COLLECTED DATA:
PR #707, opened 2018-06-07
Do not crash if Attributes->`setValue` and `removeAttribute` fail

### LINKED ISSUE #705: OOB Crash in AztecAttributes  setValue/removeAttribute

TASK REQUIREMENTS: What is needed is a single number: how many lines of the data contain the word "setValue".

EXERCISE SOLUTION: 2